§ PROBLEM TO WORK ON
Work through the entries below and show every line in which "external" is found.

§ MATERIAL SHOWN
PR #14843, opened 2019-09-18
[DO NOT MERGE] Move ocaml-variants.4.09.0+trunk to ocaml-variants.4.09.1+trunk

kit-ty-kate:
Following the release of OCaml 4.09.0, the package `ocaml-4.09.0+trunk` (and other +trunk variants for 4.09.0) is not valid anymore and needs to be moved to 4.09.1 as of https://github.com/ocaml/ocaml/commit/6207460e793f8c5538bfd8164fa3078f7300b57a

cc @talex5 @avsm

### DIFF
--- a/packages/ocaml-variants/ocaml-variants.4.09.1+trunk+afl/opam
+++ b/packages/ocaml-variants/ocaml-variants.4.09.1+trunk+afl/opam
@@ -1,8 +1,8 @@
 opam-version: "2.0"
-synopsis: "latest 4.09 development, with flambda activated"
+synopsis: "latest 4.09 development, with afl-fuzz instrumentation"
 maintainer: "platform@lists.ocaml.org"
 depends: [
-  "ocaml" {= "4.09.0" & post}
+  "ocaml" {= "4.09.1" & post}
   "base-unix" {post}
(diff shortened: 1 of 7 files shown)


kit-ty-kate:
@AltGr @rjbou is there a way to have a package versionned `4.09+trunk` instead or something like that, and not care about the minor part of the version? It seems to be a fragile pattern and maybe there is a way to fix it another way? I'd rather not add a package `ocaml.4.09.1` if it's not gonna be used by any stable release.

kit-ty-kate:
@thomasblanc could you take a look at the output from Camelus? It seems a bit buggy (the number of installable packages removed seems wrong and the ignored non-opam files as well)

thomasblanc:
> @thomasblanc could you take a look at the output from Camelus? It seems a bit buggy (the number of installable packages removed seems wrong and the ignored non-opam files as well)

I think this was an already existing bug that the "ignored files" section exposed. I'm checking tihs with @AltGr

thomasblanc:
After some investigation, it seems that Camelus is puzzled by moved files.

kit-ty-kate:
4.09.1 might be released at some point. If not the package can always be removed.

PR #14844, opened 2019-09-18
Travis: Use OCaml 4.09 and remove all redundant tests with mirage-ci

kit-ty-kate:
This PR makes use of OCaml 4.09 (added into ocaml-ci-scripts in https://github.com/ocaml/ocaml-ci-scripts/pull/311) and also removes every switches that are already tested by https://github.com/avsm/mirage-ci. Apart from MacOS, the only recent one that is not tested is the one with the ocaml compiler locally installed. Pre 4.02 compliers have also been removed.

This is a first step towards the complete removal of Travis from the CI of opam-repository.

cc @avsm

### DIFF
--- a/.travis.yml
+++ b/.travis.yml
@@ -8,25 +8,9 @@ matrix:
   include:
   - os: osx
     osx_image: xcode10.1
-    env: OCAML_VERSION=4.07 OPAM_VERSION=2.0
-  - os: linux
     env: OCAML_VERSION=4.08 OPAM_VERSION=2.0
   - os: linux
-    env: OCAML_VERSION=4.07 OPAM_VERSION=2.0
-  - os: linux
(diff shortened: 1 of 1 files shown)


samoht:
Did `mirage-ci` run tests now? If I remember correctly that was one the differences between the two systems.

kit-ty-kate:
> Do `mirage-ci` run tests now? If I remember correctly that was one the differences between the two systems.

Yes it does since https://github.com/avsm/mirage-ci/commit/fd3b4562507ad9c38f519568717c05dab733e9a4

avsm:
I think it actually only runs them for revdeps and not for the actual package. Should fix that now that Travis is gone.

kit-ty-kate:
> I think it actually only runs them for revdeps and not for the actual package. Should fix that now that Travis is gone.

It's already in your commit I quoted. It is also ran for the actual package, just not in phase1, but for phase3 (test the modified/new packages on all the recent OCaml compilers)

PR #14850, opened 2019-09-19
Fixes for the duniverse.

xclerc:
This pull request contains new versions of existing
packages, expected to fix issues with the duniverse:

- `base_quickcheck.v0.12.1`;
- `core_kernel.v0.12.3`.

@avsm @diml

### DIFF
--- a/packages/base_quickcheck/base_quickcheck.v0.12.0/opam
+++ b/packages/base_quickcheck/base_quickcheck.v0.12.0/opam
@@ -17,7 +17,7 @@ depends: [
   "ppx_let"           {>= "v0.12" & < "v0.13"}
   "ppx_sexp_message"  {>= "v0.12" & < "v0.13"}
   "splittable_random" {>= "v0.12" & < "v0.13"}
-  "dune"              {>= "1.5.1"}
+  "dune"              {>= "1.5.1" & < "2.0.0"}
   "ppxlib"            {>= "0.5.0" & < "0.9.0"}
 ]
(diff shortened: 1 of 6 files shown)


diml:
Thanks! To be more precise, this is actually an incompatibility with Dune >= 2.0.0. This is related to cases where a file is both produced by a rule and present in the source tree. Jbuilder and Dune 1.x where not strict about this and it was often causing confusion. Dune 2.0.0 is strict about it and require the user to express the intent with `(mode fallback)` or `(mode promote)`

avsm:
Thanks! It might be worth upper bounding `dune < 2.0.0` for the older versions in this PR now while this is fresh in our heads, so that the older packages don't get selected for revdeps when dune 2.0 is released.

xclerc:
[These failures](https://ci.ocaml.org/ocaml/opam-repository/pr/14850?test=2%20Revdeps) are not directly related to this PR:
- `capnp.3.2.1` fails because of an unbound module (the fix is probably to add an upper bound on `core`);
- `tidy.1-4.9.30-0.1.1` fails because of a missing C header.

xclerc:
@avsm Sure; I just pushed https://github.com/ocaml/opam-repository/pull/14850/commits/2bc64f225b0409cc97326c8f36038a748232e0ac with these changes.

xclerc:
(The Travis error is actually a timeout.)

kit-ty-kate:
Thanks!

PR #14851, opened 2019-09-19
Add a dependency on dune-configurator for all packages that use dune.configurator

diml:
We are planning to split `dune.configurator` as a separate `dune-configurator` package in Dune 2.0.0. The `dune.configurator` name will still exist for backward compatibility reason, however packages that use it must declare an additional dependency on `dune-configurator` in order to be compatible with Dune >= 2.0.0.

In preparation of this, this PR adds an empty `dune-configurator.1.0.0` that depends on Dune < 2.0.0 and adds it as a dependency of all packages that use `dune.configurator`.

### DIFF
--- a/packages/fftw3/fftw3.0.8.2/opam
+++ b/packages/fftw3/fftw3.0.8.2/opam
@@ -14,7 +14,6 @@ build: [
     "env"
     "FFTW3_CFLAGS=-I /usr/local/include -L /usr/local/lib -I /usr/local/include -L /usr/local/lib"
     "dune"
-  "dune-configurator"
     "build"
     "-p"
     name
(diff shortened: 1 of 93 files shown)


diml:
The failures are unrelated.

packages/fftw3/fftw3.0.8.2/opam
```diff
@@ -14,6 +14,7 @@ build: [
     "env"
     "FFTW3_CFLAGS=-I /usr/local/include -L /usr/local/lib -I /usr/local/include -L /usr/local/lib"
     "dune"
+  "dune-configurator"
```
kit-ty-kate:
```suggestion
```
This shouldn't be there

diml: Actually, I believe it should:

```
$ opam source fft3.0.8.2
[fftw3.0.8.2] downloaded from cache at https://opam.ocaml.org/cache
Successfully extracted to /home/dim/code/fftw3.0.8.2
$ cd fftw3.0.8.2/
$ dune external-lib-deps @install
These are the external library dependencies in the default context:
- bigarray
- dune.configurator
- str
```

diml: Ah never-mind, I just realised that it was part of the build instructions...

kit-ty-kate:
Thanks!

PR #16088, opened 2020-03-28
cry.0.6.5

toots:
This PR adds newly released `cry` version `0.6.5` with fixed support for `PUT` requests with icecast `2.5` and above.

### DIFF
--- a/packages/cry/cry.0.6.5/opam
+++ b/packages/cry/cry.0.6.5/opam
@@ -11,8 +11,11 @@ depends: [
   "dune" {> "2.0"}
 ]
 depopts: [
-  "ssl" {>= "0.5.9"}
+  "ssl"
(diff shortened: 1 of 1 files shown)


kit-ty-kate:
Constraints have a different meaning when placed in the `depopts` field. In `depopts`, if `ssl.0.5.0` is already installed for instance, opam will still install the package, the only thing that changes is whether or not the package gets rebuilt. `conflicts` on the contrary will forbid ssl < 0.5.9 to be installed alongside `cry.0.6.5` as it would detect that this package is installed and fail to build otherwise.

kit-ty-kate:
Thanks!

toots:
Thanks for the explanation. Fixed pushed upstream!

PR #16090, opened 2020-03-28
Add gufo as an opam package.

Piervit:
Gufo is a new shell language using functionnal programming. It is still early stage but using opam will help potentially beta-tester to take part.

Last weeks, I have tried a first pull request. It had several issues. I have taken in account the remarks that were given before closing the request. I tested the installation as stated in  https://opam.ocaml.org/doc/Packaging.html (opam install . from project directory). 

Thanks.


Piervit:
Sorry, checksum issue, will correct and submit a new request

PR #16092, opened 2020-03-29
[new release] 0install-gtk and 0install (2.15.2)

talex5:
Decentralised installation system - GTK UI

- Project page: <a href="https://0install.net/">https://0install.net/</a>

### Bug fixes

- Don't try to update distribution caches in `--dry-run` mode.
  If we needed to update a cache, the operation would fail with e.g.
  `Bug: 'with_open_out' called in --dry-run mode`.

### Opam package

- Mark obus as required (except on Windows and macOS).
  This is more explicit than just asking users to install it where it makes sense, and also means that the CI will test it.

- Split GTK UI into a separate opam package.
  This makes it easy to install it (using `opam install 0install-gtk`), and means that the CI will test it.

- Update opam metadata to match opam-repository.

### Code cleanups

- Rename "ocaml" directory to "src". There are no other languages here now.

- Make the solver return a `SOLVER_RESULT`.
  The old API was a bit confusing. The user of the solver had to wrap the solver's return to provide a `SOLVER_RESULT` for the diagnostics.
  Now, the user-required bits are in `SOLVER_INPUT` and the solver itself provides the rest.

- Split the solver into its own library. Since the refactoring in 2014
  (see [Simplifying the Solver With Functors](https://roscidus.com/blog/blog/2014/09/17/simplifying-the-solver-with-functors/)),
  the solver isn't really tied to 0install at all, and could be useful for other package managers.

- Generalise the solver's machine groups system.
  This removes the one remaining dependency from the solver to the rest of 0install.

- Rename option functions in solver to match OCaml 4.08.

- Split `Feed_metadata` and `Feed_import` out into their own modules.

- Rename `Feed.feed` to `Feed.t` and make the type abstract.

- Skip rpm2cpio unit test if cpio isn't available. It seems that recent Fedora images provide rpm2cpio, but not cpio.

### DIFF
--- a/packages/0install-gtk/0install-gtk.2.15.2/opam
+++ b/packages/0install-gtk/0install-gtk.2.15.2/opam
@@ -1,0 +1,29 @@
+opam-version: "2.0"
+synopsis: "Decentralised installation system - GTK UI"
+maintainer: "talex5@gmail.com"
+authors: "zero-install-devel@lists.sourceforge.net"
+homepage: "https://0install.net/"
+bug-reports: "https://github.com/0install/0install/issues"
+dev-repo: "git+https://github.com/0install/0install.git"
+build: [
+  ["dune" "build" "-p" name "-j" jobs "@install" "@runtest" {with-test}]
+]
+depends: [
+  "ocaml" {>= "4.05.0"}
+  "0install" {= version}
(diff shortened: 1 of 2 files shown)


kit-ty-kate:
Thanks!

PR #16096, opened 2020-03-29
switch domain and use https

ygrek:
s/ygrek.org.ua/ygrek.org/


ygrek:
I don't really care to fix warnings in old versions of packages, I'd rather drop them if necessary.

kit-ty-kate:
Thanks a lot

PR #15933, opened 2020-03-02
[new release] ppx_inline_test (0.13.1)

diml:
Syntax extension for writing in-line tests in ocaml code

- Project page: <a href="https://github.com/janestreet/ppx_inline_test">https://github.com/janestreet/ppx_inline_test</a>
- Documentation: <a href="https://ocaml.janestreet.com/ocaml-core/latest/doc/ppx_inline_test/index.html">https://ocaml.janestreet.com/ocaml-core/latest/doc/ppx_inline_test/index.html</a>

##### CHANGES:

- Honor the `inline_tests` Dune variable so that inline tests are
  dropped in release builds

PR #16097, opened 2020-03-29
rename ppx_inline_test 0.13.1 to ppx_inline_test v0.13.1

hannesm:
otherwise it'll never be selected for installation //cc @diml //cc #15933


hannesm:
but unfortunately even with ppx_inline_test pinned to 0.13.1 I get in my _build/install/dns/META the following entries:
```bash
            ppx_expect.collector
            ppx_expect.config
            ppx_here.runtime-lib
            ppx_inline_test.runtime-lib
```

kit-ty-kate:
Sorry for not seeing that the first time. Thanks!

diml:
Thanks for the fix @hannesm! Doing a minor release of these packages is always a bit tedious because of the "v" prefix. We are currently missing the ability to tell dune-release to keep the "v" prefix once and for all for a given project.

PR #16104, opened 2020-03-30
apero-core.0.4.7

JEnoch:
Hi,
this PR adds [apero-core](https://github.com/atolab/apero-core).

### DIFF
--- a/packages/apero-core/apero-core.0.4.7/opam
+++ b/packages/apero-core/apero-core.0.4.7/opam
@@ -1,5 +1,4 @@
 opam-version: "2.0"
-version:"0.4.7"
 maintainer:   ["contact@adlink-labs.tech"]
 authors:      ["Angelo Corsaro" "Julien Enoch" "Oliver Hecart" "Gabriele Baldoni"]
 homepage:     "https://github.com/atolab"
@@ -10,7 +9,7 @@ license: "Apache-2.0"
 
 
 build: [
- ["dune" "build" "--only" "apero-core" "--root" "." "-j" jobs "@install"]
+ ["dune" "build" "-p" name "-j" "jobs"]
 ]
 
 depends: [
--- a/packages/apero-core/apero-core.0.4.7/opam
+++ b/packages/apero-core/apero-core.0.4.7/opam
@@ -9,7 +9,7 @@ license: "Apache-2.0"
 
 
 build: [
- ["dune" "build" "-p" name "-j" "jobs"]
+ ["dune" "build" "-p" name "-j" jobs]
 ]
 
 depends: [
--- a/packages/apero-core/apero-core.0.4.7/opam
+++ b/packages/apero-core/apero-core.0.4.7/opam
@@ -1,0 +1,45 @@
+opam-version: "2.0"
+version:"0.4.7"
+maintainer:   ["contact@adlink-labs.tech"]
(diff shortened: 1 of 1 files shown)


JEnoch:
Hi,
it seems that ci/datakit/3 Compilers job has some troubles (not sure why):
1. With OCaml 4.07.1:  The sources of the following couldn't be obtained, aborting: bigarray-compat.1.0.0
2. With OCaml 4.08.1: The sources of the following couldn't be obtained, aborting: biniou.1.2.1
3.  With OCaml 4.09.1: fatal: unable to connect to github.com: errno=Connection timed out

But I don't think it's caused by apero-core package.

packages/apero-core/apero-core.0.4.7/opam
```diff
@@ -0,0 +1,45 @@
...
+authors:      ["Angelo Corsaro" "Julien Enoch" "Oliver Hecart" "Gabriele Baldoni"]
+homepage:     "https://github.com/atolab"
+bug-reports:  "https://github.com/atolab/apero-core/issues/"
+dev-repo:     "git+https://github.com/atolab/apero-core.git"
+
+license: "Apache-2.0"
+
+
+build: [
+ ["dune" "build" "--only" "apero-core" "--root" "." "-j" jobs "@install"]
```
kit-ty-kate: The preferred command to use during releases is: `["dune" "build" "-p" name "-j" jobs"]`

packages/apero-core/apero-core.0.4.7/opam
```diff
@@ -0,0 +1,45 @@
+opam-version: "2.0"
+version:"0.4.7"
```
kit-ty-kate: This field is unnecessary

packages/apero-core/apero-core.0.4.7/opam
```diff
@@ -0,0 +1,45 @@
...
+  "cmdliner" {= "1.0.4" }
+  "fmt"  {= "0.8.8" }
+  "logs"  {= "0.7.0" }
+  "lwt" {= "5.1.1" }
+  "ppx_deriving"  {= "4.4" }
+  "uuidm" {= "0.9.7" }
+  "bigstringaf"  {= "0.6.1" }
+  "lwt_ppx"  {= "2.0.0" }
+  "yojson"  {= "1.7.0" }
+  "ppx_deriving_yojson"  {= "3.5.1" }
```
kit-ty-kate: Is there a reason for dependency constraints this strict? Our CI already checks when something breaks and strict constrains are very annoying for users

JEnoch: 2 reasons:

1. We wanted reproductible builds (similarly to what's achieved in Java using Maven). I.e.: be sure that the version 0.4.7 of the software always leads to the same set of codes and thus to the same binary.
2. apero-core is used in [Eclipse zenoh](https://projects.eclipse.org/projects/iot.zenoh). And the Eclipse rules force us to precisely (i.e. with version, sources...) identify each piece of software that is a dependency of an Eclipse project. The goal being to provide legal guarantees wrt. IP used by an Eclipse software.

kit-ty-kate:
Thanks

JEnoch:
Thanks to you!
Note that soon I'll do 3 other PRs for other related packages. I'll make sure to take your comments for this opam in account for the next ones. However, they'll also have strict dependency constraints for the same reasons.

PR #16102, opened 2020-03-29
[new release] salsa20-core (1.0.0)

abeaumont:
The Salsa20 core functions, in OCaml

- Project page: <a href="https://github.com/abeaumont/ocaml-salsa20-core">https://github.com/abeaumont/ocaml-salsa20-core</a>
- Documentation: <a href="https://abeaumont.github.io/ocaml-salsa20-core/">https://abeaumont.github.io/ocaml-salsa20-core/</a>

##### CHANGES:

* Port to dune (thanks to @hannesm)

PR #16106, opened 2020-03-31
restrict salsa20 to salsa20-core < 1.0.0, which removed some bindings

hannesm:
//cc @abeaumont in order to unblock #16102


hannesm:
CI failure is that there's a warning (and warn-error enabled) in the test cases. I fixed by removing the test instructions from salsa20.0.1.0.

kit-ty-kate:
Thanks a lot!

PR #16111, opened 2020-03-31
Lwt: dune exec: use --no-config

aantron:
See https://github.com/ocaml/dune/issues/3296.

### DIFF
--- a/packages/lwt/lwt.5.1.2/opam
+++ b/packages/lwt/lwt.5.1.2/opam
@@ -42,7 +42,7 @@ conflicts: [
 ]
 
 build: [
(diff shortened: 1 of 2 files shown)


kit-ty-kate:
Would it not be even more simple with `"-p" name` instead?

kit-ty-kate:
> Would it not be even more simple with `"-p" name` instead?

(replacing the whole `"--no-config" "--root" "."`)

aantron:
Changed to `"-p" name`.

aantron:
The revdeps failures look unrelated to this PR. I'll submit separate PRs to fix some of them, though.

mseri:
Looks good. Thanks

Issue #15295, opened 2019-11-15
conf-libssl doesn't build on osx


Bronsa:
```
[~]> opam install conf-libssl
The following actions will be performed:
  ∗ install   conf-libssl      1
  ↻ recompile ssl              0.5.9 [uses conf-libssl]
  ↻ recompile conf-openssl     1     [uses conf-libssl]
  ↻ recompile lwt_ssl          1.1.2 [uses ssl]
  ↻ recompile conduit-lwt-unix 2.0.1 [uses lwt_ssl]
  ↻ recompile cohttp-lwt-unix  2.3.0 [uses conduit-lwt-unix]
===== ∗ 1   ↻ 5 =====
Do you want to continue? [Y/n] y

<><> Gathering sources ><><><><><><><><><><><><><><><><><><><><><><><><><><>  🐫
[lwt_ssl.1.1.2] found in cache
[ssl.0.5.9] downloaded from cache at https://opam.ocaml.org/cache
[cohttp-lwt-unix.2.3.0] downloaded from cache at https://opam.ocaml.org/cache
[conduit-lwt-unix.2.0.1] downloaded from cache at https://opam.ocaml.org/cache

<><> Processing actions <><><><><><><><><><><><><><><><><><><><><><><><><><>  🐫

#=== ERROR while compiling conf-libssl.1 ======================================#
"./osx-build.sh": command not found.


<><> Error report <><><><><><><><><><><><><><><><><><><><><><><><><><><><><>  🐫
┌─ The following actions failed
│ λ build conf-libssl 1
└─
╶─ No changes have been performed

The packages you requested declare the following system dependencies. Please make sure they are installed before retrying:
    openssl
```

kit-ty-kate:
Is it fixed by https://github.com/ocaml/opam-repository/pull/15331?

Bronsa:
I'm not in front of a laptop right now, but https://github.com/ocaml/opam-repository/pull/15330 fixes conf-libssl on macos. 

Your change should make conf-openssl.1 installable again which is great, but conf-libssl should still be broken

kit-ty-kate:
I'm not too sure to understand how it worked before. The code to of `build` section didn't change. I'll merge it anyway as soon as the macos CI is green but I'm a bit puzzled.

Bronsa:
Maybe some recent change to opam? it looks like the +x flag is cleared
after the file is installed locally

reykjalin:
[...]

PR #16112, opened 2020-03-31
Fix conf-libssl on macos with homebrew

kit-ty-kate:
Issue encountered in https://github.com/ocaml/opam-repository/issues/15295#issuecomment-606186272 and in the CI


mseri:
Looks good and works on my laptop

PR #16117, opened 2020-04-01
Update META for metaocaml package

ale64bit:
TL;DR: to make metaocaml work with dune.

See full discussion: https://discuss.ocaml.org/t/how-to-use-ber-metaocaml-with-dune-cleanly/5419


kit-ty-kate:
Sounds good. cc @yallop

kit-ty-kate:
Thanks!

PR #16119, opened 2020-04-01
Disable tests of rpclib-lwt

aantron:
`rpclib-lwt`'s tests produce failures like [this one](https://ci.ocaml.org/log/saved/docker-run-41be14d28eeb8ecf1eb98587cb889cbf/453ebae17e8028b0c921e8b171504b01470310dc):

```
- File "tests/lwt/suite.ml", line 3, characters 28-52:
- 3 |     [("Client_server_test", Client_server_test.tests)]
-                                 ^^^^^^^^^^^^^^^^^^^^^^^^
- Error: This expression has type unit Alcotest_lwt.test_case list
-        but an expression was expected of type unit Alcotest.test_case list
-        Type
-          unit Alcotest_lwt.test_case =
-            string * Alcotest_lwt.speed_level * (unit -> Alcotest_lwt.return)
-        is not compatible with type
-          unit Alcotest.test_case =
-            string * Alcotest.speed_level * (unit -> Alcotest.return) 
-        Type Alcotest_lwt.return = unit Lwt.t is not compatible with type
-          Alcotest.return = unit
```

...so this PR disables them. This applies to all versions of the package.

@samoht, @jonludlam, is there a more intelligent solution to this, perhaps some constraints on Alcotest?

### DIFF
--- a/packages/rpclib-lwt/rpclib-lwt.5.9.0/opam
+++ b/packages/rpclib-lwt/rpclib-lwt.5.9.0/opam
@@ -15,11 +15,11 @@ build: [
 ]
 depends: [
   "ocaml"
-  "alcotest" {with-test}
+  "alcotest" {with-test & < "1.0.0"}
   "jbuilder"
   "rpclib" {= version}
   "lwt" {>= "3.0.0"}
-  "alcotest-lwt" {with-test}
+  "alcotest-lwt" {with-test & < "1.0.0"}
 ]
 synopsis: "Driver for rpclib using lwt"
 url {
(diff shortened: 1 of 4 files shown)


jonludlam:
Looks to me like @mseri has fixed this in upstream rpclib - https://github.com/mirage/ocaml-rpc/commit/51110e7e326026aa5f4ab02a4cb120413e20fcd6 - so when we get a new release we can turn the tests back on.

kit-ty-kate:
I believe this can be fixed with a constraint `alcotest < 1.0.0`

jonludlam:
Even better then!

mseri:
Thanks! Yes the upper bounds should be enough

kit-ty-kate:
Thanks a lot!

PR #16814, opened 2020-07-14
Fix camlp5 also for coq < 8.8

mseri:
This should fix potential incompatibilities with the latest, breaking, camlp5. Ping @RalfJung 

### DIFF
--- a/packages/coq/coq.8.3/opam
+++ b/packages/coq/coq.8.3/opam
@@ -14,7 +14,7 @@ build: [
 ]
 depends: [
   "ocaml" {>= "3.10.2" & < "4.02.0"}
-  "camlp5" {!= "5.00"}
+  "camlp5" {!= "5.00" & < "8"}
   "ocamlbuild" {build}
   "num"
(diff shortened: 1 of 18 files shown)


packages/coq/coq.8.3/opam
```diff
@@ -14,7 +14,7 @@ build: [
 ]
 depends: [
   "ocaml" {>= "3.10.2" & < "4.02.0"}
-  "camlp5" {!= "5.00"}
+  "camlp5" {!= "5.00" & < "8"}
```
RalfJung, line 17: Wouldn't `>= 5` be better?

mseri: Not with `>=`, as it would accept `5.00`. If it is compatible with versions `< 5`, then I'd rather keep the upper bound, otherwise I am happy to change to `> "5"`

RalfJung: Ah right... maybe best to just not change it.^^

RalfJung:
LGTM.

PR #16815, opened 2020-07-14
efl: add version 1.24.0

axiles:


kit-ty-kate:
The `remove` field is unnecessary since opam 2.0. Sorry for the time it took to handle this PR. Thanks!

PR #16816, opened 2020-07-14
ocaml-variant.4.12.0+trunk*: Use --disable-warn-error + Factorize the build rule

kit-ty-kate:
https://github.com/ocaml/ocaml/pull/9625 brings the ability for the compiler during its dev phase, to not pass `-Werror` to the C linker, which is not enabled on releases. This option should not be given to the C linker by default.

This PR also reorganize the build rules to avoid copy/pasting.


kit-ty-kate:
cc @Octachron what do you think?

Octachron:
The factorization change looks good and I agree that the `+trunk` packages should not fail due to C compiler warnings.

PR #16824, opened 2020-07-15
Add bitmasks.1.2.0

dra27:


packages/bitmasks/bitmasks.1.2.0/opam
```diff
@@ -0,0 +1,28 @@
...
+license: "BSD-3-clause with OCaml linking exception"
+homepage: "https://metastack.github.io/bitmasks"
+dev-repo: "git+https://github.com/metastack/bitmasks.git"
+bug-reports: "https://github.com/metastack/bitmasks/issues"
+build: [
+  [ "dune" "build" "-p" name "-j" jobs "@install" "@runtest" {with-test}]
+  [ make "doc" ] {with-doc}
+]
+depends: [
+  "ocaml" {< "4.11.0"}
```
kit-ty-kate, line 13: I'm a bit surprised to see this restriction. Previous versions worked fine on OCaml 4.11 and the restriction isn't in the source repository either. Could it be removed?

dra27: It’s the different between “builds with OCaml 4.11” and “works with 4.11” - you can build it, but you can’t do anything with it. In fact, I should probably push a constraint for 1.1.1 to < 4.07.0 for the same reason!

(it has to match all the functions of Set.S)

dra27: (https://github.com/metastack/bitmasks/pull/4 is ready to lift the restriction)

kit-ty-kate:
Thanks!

§ RESPONSE
$ dune external-lib-deps @install
These are the external library dependencies in the default context:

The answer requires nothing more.